──────── Data supplied ────────

PR #22988, opened 2021-07-22
Add ProwJobDefault config with TenantID

mpherman2:
This is the first part of the work towards Private Repo multi-tenancy. TenantID will be used to mark prowjobs with an ID that will be recognized by Deck. In order to make assigning Tennant IDs to every Prowjob easy, we mimc the behavior of DefaultDecorationConfig for Plank. This will allow users to mark All Prowjobs belonging to a given tenant by Cluster/OrgRepo in the ProwConfig.


prow/config/prow-config-documented.yaml
```diff
@@ -904,6 +904,31 @@ plank:
 pod_namespace: ' '
 
 
+# ProwJobDefaultEntries holds a list of defaults for specific values
+# Each entry in the slice specifies Repo and CLuster regexp filter fields to
+# match against the jobs and a corresponding ProwJobDefault . All entries that
+# match a job are used. Later matching entries override the fields of earlier
+# matching entires.
+prowjob_default_entries:
```
fejta, line 912: I would make it more obvious that cluster and repo are filter clauses that then apply a tenant_id

prow/config/prow-config-documented.yaml
```diff
@@ -904,6 +904,31 @@ plank:
...
+    # by sequentially merging with later entries overriding fields from earlier
+    # entries.
+    config:
+        tenant_id: ' '
+
+    # OrgRepo matches against the "org" or "org/repo" that the presubmit or postsubmit
+    # is associated with. If the job is a periodic, extra_refs[0] is used. If the
+    # job is a periodic without extra_refs, the empty string will be used.
+    # If this field is omitted all jobs will match.
+    repo: ' '
```
fejta, line 929: No interest in `repos` or `clusters`? It seems like this will be a common scenario.

prow/config/prow-config-documented.yaml
```diff
@@ -904,6 +904,31 @@ plank:
 pod_namespace: ' '
 
 
+# ProwJobDefaultEntries holds a list of defaults for specific values
+# Each entry in the slice specifies Repo and CLuster regexp filter fields to
+# match against the jobs and a corresponding ProwJobDefault . All entries that
+# match a job are used. Later matching entries override the fields of earlier
```
fejta, line 910: This seems prone to surprising behavior (aka today's job gets sent tomorrow to a new and wrong tenant because someone adds a new item to this list).

Did you consider ensuring that list items to not conflict with each other?

fejta (commented):
looking good generally

prow/config/prow-config-documented.yaml
mpherman2: I want to keep the naming consistent with `default_decoration_config_entries` as the behavior is the same.

prow/config/prow-config-documented.yaml
mpherman2: Same as above. I want to keep this consistent with `default_decoration_config_entries` There is already a fine way to do this as you can have multiple entries with the same tenant_id, but I don't believe this will be that common of a usecase.

prow/config/prow-config-documented.yaml
mpherman2: We actually want some list items to conflict with each other in some cases. For example myOrg has a default tenantID: foo but myOrg/publicRepo has tenantID: bar.

We will want to add presubmit validation to the config to ensure that the tenantID for each prowjob is what we are expecting for each tenant to increase confidence that we don't accidentally change a private prowjob to a public tenantID

prow/config/config.go
```diff
@@ -559,11 +586,37 @@ type DefaultDecorationConfigEntry struct {
 	Config *prowapi.DecorationConfig `json:"config,omitempty"`
 }
 
+func matches(OrgRepo, givenCluster, repo, cluster string) bool {
```
chaodaiG, line 589: rename `OrgRepo` with `orgRepo`

prow/config/config.go
```diff
@@ -535,6 +542,26 @@ type Plank struct {
...
+
+	// OrgRepo matches against the "org" or "org/repo" that the presubmit or postsubmit
+	// is associated with. If the job is a periodic, extra_refs[0] is used. If the
+	// job is a periodic without extra_refs, the empty string will be used.
+	// If this field is omitted all jobs will match.
+	OrgRepo string `json:"repo,omitempty"`
+	// Cluster matches against the cluster alias of the build cluster that the
+	// ProwJob is configured to run on. Recall that ProwJobs default to running on
+	// the "default" build cluster if they omit the "cluster" field in config.
+	Cluster string `json:"cluster,omitempty"`
```
cjwagner, line 556: nit: Since the matching fields are the same between `ProwJobDefaultEntry` and `DefaultDecorationConfigEntry` we could stick them into their own struct and make that an embedded struct of them both. That would allow the `matches(...)` function to become a method of the matcher struct and the two existing `matches(...)` methods could be omitted.

This is a minor change and there might be something I'm overlooking that makes you implementation better. Just something to consider to make this a bit more idiomatic.

prow/config/prow-config-documented.yaml
cjwagner: Configuration (like `tenant_id`) is distinguished from filter fields (`cluster` and `repo`) by being nested under `config`.

prow/config/prow-config-documented.yaml
cjwagner: +1 for consistency. Additional matching fields can be added as needed in the future with this design too.

prow/config/config.go
mpherman2: I think I might misunderstand how embedding works. My understanding is that it would make the current uses of DefaultDecorationConfig not backwards compatible because they would need to define `DefaultDecorationConfigEntry{ Matcher: { OrgRepo... } }` instead of `DefaultDecorationConfigEntry{ OrgRepo: ... }` Am I missing something?

prow/config/config.go
mpherman2: Done

prow/apis/prowjobs/v1/types.go
```diff
@@ -179,6 +179,10 @@ type ProwJobSpec struct {
 	// Presubmits and Postsubmits can also be set to hidden by
 	// adding their repository in Decks `hidden_repo` setting.
 	Hidden bool `json:"hidden,omitempty"`
+
+	// ProwJobDefault holds configuration options provided as defaults
+	// in the Prow config
+	ProwJobDefault *ProwJobDefault `json:"prowjob_defaults,omitempty"`
```
alvaroaleman, line 185: Nit: I find this name confusing, why not directly have a `tenant_id` field? We can use a string pointer to differentiate empty string from unset

prow/config/config.go
cjwagner: Here is an example in the go playground: https://play.golang.org/p/4J79nWGT21L
It will be compatible with existing config, but I think existing definitions in code would need to be updated. It doesn't make a difference to users to if that is a pain to switch then don't worry about it.

prow/config/config.go
```diff
@@ -180,6 +180,13 @@ type ProwConfig struct {
 	// ManagedWebhooks contains information about all github repositories and organizations which are using
 	// non-global Hmac token.
 	ManagedWebhooks ManagedWebhooks `json:"managed_webhooks,omitempty"`
+
+	// ProwJobDefaultEntries holds a list of defaults for specific values
+	// Each entry in the slice specifies Repo and CLuster regexp filter fields to
+	// match against the jobs and a corresponding ProwJobDefault . All entries that
+	// match a job are used. Later matching entries override the fields of earlier
+	// matching entires.
+	ProwJobDefaultEntries []*ProwJobDefaultEntry `json:"prowjob_default_entries,omitempty"`
```
alvaroaleman, line 189: Similiarly, why is this not simply called `TenantIDEntry`? We have a huge config and having an an option somewhere that is called `DefaultEntry` is pretty unclear about what it is.

Do we plan to extend this with other config options? If so, maybe re-use/extend the existing Preset mechanism?

prow/config/config.go
```diff
@@ -535,6 +542,26 @@ type Plank struct {
...
 }
 
+type ProwJobDefaultEntry struct {
+	// Matching/filtering fields. All filters must match for an entry to match.
+
+	// OrgRepo matches against the "org" or "org/repo" that the presubmit or postsubmit
+	// is associated with. If the job is a periodic, extra_refs[0] is used. If the
+	// job is a periodic without extra_refs, the empty string will be used.
+	// If this field is omitted all jobs will match.
+	OrgRepo string `json:"repo,omitempty"`
```
alvaroaleman, line 552: Nit: maybe `OrgOrRepo` and also make the json tag reflect that name?

prow/apis/prowjobs/v1/types.go
mpherman2: The point of not having a tenant_id field and instead using this default configuration is so that it will be easy to set tenantIDs based on cluster or org/repo the same way we do for defaultDecorationConfig. This design was based on default decoration config. Open to suggestions about variable naming.

prow/config/config.go
mpherman2: We want to leave it open to extend with other options as being able to set prowjob fields based on cluster or org/repo is useful. We can't use defaultDecorationConfig as it is not useable by all prowjobs, and we need tenantID (as well as other future fields) to be applied to all prowjobs.

prow/config/config.go
mpherman2: Keeping OrgRepo as the behavior is the same as defaultDecorationConfig and I want the naming to be consistent

prow/config/config.go
mpherman2: I think this is the correct thing to do, but this PR is blocking other work so I left a todo to clean it up later.

prow/apis/prowjobs/v1/types.go
cjwagner: It is also extensible for other ProwJob fields we may want to include in the future as we can do with the default decoration configs.

alvaroaleman: Can we then maybe embedd and inline it?

It also seems to be a bit of a premature optimization for me. It  will only be useful if we have other config options that we want to set based on the exact same matching logic as `tenant_id`.

cjwagner: Embedding was avoided to differentiate matching fields from configuration.

The majority of prow configuration defaulting logic is currently handled by org/repo indexing or cluster indexing so it seems likely to me that new fields would be satisfied by the existing matching fields. This is easily extensible to support more matching fields if needed.

mpherman2:
@alvaroaleman @cjwagner Anything blocking this?

cjwagner:
No blockers from me.  Lets hear from Alvaro before merging to ensure we've satisfied his review comments.

alvaroaleman (approved):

────────

About this task =>
Report each line in the preceding entries that holds the string "change".

Task output =>
We will want to add presubmit validation to the config to ensure that the tenantID for each prowjob is what we are expecting for each tenant to increase confidence that we don't accidentally change a private prowjob to a public tenantID
This is a minor change and there might be something I'm overlooking that makes you implementation better. Just something to consider to make this a bit more idiomatic.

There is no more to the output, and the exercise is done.